- [The task] For every line of the material below, check for the string "ExternalCredentials" and return the line if it is there.

- [Data for review]
PR #78, opened 2024-07-05
[ENG-5769] Oauth 1.0a integration

opaduchak:
Implementation of Oauth1.0a for GravyValet
[ENG-5769](https://openscience.atlassian.net/browse/ENG-5769)

[ENG-5769]: https://openscience.atlassian.net/browse/ENG-5769?atlOrigin=eyJpIjoiNWRkNTljNzYxNjVmNDY3MDlhMDU5Y2ZhYzA5YTRkZjUiLCJwIjoiZ2l0aHViLWNvbS1KU1cifQ


addon_toolkit/credentials.py
```diff
@@ -27,6 +27,29 @@ class AccessKeySecretKeyCredentials(Credentials):
     secret_key: str
 
 
+@dataclasses.dataclass(frozen=True, slots=True)
+class OAuth1TokenCredentials:
```
adlius, line 31: I think for OAuth1 we should still use `AccessTokenCredentials`. The idea of the `AccessTokenCredentials` dataclass is to implement the `iter_headers` method so that `GravyvaletHttpRequestors` can automatically append the appropriate auth headers for the oauth requests.

addon_service/authorized_storage_account/models.py
```diff
@@ -76,6 +76,12 @@ class AuthorizedStorageAccount(AddonsServiceBaseModel):
         related_name="authorized_storage_accounts",
     )
 
+    is_oauth1_ready = models.BooleanField(
+        "addon_service.OAuth2TokenMetadata",
+        null=True,
+        blank=True,
+    )
+
```
adlius, line 84: I am not quite sure whether this boolean field is necessary.

addon_service/tests/_factories.py
```diff
@@ -89,6 +99,27 @@ def _create(
...
+        cls,
+        model_class,
+        credentials_format=CredentialsFormats.OAUTH1A,
+        service_type=ServiceTypes.PUBLIC,
+        *args,
+        **kwargs,
+    ):
+        return super()._create(
+            model_class, credentials_format, service_type, *args, **kwargs
+        )
```
jwalz, line 120: We never shoul had `oauth_client_config` as a sub-factory, considering it isnt' relevant and shouldn't be set for non-oauth(2) services.

Would recommend instead just updating the existing `ExternalStorageServiceFactory._create` function to
1) Accept `oauth1_client_config` and `oauth2_client_config` as parameters
2) Use the `credentials_format` to construct the appropriate form of client config using the appropriate factory if one wasn't passed
3) Ignore or error any irrelevant `client_config` that was passed.

jwalz: Note, this is obviously simpler if we decide to collapse down to one `OAuthConfig`.

addon_service/oauth1/utils.py
```diff
@@ -0,0 +1,148 @@
...
+            return OAuth1TokenCredentials.from_dict(result_dict)
+
+
+def _construct_params(params_to_encode: dict) -> str:
+    return ",".join(
+        [f'{key}="{params_to_encode[key]}"' for key in sorted([*params_to_encode])]
+    )
+
+
+def construct_signed_headers(
```
jwalz, line 83: Do any of our existing [`hmac` utils ](https://github.com/CenterForOpenScience/gravyvalet/blob/develop/addon_service/common/hmac.py)help here? And can they be refactored to be more general to support this case?

addon_service/authorized_storage_account/models.py
```diff
@@ -76,6 +76,12 @@ class AuthorizedStorageAccount(AddonsServiceBaseModel):
         related_name="authorized_storage_accounts",
     )
 
+    is_oauth1_ready = models.BooleanField(
+        "addon_service.OAuth2TokenMetadata",
```
jwalz, line 80:
```suggestion
```

addon_service/authorized_storage_account/models.py
```diff
@@ -76,6 +76,12 @@ class AuthorizedStorageAccount(AddonsServiceBaseModel):
         related_name="authorized_storage_accounts",
     )
 
+    is_oauth1_ready = models.BooleanField(
```
jwalz, line 79: looks like we need this because we lack another way to distinguish between temporary and permanent credentials? would it be appropriate to add a field for tracking this to the OAuth1TokenCredentials?

addon_service/authorized_storage_account/serializers.py
```diff
@@ -95,8 +95,14 @@ def create(self, validated_data):
             authorized_account.initiate_oauth2_flow(
                 validated_data.get("authorized_scopes")
             )
+        elif external_service.credentials_format is CredentialsFormats.OAUTH1A:
+            authorized_account.initiate_oauth1_flow()
+            self.context["request"].session[
+                "oauth1a_account_id"
+            ] = authorized_account.pk
```
adlius, line 102: Do we have to store the `authorized_account.pk` in the session? Is there anything in the payload of the request to the callback url that can be used to identify which authorized account this is?

addon_service/oauth1/utils.py
```diff
@@ -0,0 +1,148 @@
...
+        except ContentTypeError:
+            raw_result = parse_qs(await _token_response.text())
+            result_dict = {key: value[0] for key, value in raw_result.items() if value}
+            return OAuth1TokenCredentials.from_dict(result_dict)
+
+
+def _construct_params(params_to_encode: dict) -> str:
+    return ",".join(
+        [f'{key}="{params_to_encode[key]}"' for key in sorted([*params_to_encode])]
+    )
```
jwalz, line 80: sorted(dict.items()) actually works the way you hope it would, and no need to pass an explicit list to `join` instead of just the expression.

As such, this can be
```suggestion
    return ",".join(
        f"{key}={value}" for key, value in sorted(params_to_encode.items())
    )

File: addon_service/oauth1/views.py [hunk 9]
```diff
@@ -0,0 +1,42 @@
...
+    account = AuthorizedStorageAccount.objects.get(pk=pk)
+
+    oauth1_client_config = account.external_service.oauth1_client_config
+    final_credentials, other_info = async_to_sync(get_access_token)(
+        oauth1_client_config.access_token_url,
+        oauth1_client_config.client_key,
+        oauth1_client_config.client_secret,
+        oauth_token,
+        account.credentials.oauth_token_secret,
+        oauth_verifier,
```
jwalz, line 28: nit: kwargs preferred to positional args, especially with this many arguments

adlius (commented):
First round. Some questions.

addon_service/tests/_helpers.py
```diff
@@ -159,6 +173,79 @@ async def _route_post(self, url, *args, **kwargs):
...
+
+    def set_internal_client(self, client):
+        """Attach a DRF APIClient for making requests internally"""
+        self._internal_client = client
+
+    @contextlib.asynccontextmanager
+    async def amocking(self):
+        client_session = await get_singleton_client_session()
+        with (
+            patch.object(client_session, "get", new=self._route_get),
```
jwalz, line 206: Not seeing a defintion for `self._route_get`

addon_imps/citations/zotero_org.py
```diff
@@ -0,0 +1,5 @@
+from addon_toolkit.interfaces.storage import StorageAddonImp
+
+
+class ZoteroOrgCitationImp(StorageAddonImp):
```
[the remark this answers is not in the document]
opaduchak: this is a crutch because we still don't have citation support inside `gravyvalet`. I tried constructing dummy `CitationAddonImp`, but this has created more problems than it solved

addon_service/common/credentials_formats.py
```diff
@@ -1,20 +1,27 @@
...
     PERSONAL_ACCESS_TOKEN = 4
+    OAUTH1A = 5
 
     @property
     def dataclass(self):
         match self:
             case CredentialsFormats.OAUTH2:
                 return credentials.AccessTokenCredentials
+            case CredentialsFormats.OAUTH1A:
+                return credentials.OAuth1TokenCredentials
```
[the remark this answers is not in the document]
opaduchak: There is `oauth_token` and `oauth_token_secret`, which in their nature and usage are drastically different from OAuth2 access and refresh tokens

jwalz (commented):
Thanks! This is a great start. I'll probably dig a bit more into the testing stuff to see if there's an easy way to consolidate strategies.

addon_service/oauth1/models.py
```diff
@@ -0,0 +1,31 @@
...
+    """
+    Model for storing attributes that are required for managing
+    OAuth1 credentials exchanges with an ExternalService on behalf
+    of a registered client (e.g. the OSF)
+    """
+
+    # URI that allows to obtain temporary request token to proceed with user auth
+    request_token_url = models.URLField(null=False)
+    # URI to which user will be redirected to authenticate
+    auth_url = models.URLField(null=False)
```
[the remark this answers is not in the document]
opaduchak: I dunno, If you say so, maybe it is

addon_service/oauth1/models.py
```diff
@@ -0,0 +1,31 @@
+from django.db import models
+
+from addon_service.common.base_model import AddonsServiceBaseModel
+
+
+class OAuth1ClientConfig(AddonsServiceBaseModel):
```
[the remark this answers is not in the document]
opaduchak: `auth_url` is `auth_callback_url`, I'll change it if it's confusing

addon_toolkit/credentials.py
jwalz: Depends on if OAuth1 requests require the secret to be sent along with the token. If so, it's a different credentials shape. Otherwise, yes, we should keep using AccessTokenCredentials and create an OAuth1 equivalent to `OAuth2TokenMetadata` for tracking other details

opaduchak: Well, auth headers are different for OAuth1.0a and OAuth2, and even more: they are different for Zotero

addon_service/oauth1/models.py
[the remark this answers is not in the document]
jwalz: For the record: we're storing the `auth_callback_url` explicitly in case there are services that won't allow us to update the list of callbacks without invalidating our client and/or old credentials. That way, if necessary, we can encode this as `https://[environment.]osf.io/oauth/callback/[provider]` -- where we already have things set up to forward requests to GV if appropriate.

addon_service/credentials/serializers.py
```diff
@@ -17,7 +18,7 @@ def __init__(self, write_only=True, required=False, *args, **kwargs):
         super().__init__(write_only=write_only, required=required)
 
     def to_internal_value(self, data):
-        if not data:
+        if not data or not any(data.values()):
```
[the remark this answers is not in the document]
opaduchak: Ok, then I'll revert this

addon_service/oauth1/utils.py
opaduchak: They don't help, because OAuth1.0a constructs it's signature base in different way, and it embeds this signature in different way. As a result I doubt that refactoring them would pay off. I know DRY is good, but I'd consider this if we had anything else which requires similar hmac approach

jwalz: :+1:

addon_service/authorized_storage_account/models.py
opaduchak: You are right, this is the purpose for this field. Your approach is also possible

addon_service/oauth1/models.py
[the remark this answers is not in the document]
jwalz: In this case, it' guaranteed to be a url. I think the only issue right now is that we don't really have a standard for when we use `url` vs `uri`, which is something we should settle on as part of code cleanup and documentation tasks.

addon_service/authorized_storage_account/models.py
opaduchak: It is necessary as it allows to discern temporary Request token credentials from final credentials

addon_service/oauth1/views.py
opaduchak: Yep, but also they are kinda self-explainatory

addon_service/oauth1/models.py
```diff
@@ -0,0 +1,31 @@
...
+
+    # URI that allows to obtain temporary request token to proceed with user auth
+    request_token_url = models.URLField(null=False)
+    # URI to which user will be redirected to authenticate
+    auth_url = models.URLField(null=False)
+    # URI to obtain access token
+    access_token_url = models.URLField(null=False)
+
+    client_key = models.CharField(null=True)
+    client_secret = models.CharField(null=True)
```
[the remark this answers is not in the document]
opaduchak: 1. Yes
2. Yes
Well, purpose for client_key is the same, while client_secret is used to sign requests (in combination with oauth_token secret if we have it)

addon_service/oauth1/utils.py
opaduchak: Didn't apply your suggestion, because you missed " around value

addon_service/tests/_helpers.py
```diff
@@ -159,6 +173,70 @@ async def _route_post(self, url, *args, **kwargs):
             raise RuntimeError(f"Received unrecognized endpoint {url}")
 
 
+@dataclasses.dataclass
+class MockServiceProvider:
```
aaxelb, line 177: naming nit: since the code is specific to oauth1, how about `MockOauth1ServiceProvider` or `MockOauth1Server`?

addon_service/oauth1/utils.py
```diff
@@ -0,0 +1,148 @@
...
+            return OAuth1TokenCredentials.from_dict(await _token_response.json())
+        except ContentTypeError:
+            raw_result = parse_qs(await _token_response.text())
+            result_dict = {key: value[0] for key, value in raw_result.items() if value}
+            return OAuth1TokenCredentials.from_dict(result_dict)
+
+
+def _construct_params(params_to_encode: dict) -> str:
+    return ",".join(
+        [f'{key}="{value}"' for key, value in sorted(params_to_encode.items())]
```
aaxelb, line 79:
```suggestion
        f'{key}="{value}"' for key, value in sorted(params_to_encode.items())
```
nit: don't need the intermediate list

addon_service/oauth1/utils.py
```diff
@@ -0,0 +1,148 @@
...
+
+
+def generate_signature(
+    http_method: HTTPMethod,
+    url: str,
+    headers: dict,
+    oauth_consumer_secret: str,
+    oauth_token_secret: str | None = None,
+) -> str:
+    params_str = "&".join([f"{key}={headers[key]}" for key in sorted([*headers])])
```
aaxelb, line 107:
```suggestion
    params_str = "&".join(f"{key}={value}" for key, value in sorted(headers.items()))
```
nits: can skip the intermediate list and simplify as in `_construct_params` above

addon_service/oauth1/models.py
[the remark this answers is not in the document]
aaxelb: fwiw, even tho they overlap in concepts i think i'd prefer separate `OAuth1ClientConfig` and `OAuth2ClientConfig` for clarity (oauth terminology is low enough on clarity as it is)

addon_service/oauth1/models.py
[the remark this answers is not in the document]
aaxelb: at risk of hyper-bikeshedding... i'm gently in favor of `url` when it will be used to make requests and must resolve or something's wrong (as for `auth_url`) -- in contrast to `user_uri`/`resource_uri` that we use as identifiers but don't send requests to directly

aaxelb (changes requested):
looks good so far! had some suggestions -- most breakingly, adding a new model for the "temporary" oauth1 credentials

addon_service/authorized_storage_account/models.py
```diff
@@ -68,12 +72,21 @@ class AuthorizedStorageAccount(AddonsServiceBaseModel):
         blank=True,
         related_name="authorized_storage_account",
     )
+    _temporary_oauth1_credentials = models.OneToOneField(
+        "addon_service.ExternalCredentials",
```
aaxelb, line 76: instead of using `ExternalCredentials` for the temporary token/secret, how about move the encryption logic to a reusable abstract model and add a new table for oauth1 use?

```py
# addon_service/common/encrypted_json_model.py?
class EncryptedJsonModel(AddonsServiceBaseModel):
    class Meta:
        abstract = True

    encrypted_json = models.BinaryField()
    _salt = models.BinaryField()
    ... # encryption-related fields and methods from ExternalCredentials


# addon_service/credentials/models.py
class ExternalCredentials(EncryptedJsonModel):
    # credentials-specific methods only
    ...


# addon_service/oauth1/models.py
class Oauth1TemporaryToken(EncryptedJsonModel):
    # oauth1-specific methods/fields only
    ...
```

opaduchak: Can you elaborate on which particular logic you want to have encapsulated in these classes?

addon_service/oauth1/views.py
```diff
@@ -0,0 +1,42 @@
...
+    account.is_oauth1_ready = True
+    account.save()
+    update_account_with_additional_data(account, other_info)
+    return HttpResponse(status=HTTPStatus.OK)  # TODO: redirect
+
+
+def update_account_with_additional_data(account: AuthorizedStorageAccount, data: dict):
+    match account.external_service.int_addon_imp:
+        case AddonImpNumbers.ZOTERO_ORG:
+            account.external_account_id = data["userID"]
```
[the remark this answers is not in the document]
opaduchak: I agree, but in this particular case it would create more problems than solve, and this thing would have only one usage here, and getting external account id from this dict is specific only to Zotero.

addon_service/oauth1/models.py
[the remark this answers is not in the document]
jwalz: (recording result of previous discussion: we want to use uri/iri for things that are purely references, and url for things that will be used for requests, @aaxelb can own this as part of code cleanup tasks)

addon_service/authorized_storage_account/models.py
aaxelb: yep, elaborated the idea (tho not yet to working state) in branch `oauth1-elaboration` -- see `EncryptedDataclassModel`: https://github.com/opaduchak/gravyvalet/pull/1/files#diff-027727e35af18734580549b67475e3bd1d00ba714d205291c254e34eabf32abc

addon_service/oauth1/views.py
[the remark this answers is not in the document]
aaxelb: i don't think the enum addresses my concern; addon_service is still statically aware of specific imps...

this is what i'm thinking now, trying to keep imps contained without causing too much bother: https://github.com/opaduchak/gravyvalet/pull/3 (making `get_external_account_id` an instance method on `AddonImp`, so it can use `self.network` or `self.s3_client` if it needs, but also receives any "extra" key-value pairs from however auth succeeded (so zotero can find its `userID`))

addon_service/authorized_storage_account/models.py
aaxelb: i'm fine letting this idea go -- the current implementation does well enough keeping temporary credentials logically separate, even while sharing the ExternalCredentials table, and since [zotero does oauth1 (maybe) slightly wrong](https://github.com/opaduchak/gravyvalet/pull/1#discussion_r1674513336) we can't do the lookup-by-temporary-token that was part of the motivation for an oauth1-specific table

addon_toolkit/constrained_network/http.py
```diff
@@ -61,7 +61,7 @@ class HttpRequestor(typing.Protocol):
     def response_info_cls(self) -> type[HttpResponseInfo]: ...
 
     # abstract method for subclasses
-    def do_send(
+    def _do_send(
```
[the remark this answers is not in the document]
aaxelb: this is still unaddressed

(assuming it's a workaround for an error in `GravyvaletHttpRequestor.do_send`?) fix might be as simple as changing [this line](https://github.com/CenterForOpenScience/gravyvalet/blob/7db1040a51b94a1f8ee2f544532a189a29581165/addon_service/common/network.py#L89) to
```
if _private.account.credentials_format == CredentialsFormats.OAUTH2 and _response.status == HTTPStatus.UNAUTHORIZED:

File: addon_toolkit/credentials.py [hunk 23]
```diff
@@ -27,6 +27,36 @@ class AccessKeySecretKeyCredentials(Credentials):
...
+    oauth_token_secret: str
+
+    def iter_headers(self) -> typing.Iterator[tuple[str, str]]:
+        """
+        This is Zotero specific as other OAuth1.0a clients require request signing,
+        as per current architecture, we cannot it here.
+        """
+
+        yield "Authorization", f"Bearer {self.oauth_token_secret}"
+        # TODO: implement request signing for OAuth1.0a services that require it
```
aaxelb, line 42: gah, i missed that zotero uses the secret as bearer token instead of signing the request... feels wrong, but maybe it's true that `https` makes it safe, as argued in [their example client code](https://www.zotero.org/support/dev/web_api/v3/oauth#example_php):
```
/** OAuth support for all api requests may be added in the future
* but for now secure https provides similar benefits anyway
*/
```

(this speaks to the need for modular/swappable request-auth logic (instead of `iter_headers`) but sounds like that'll be part of s3 work -- this TODO seems fine for now)

addon_service/oauth1/models.py
```diff
@@ -0,0 +1,33 @@
...
+    request_token_url = models.URLField(null=False)
+    # URI to which user will be redirected to authenticate
+    auth_url = models.URLField(null=False)
+    # URI to which user will be redirected after authentication
+    auth_callback_url = models.URLField(null=False)
+    # URI to obtain access token
+    access_token_url = models.URLField(null=False)
+
+    client_key = models.CharField(null=True)
+    client_secret = models.CharField(null=True)
```
aaxelb, line 23: hmm, the client secret should be stored encrypted -- but since OAuth2ClientConfig is the same, maybe worth splitting that into another ticket? (...and i'm starting to reconsider the `EncryptedDataclassModel` abstract base, now that we have three potential uses for it...)

opaduchak: I agree, storing any unencrypted credentials in the db, poses security risks

addon_toolkit/credentials.py
opaduchak: We should be safe because `https` encypts entire `http` payload (including headers, query params, path, body, etc.)

addon_service/oauth1/models.py
jwalz: Yes, separate ticket. Need input from cloud eng/devops as to whether they want this in the database at all or if they'd prefer an approach like [this one](https://github.com/CenterForOpenScience/gravyvalet/pull/77)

- [Exercise answer]
+        "addon_service.ExternalCredentials",
aaxelb, line 76: instead of using `ExternalCredentials` for the temporary token/secret, how about move the encryption logic to a reusable abstract model and add a new table for oauth1 use?
    ... # encryption-related fields and methods from ExternalCredentials
class ExternalCredentials(EncryptedJsonModel):
aaxelb: i'm fine letting this idea go -- the current implementation does well enough keeping temporary credentials logically separate, even while sharing the ExternalCredentials table, and since [zotero does oauth1 (maybe) slightly wrong](https://github.com/opaduchak/gravyvalet/pull/1#discussion_r1674513336) we can't do the lookup-by-temporary-token that was part of the motivation for an oauth1-specific table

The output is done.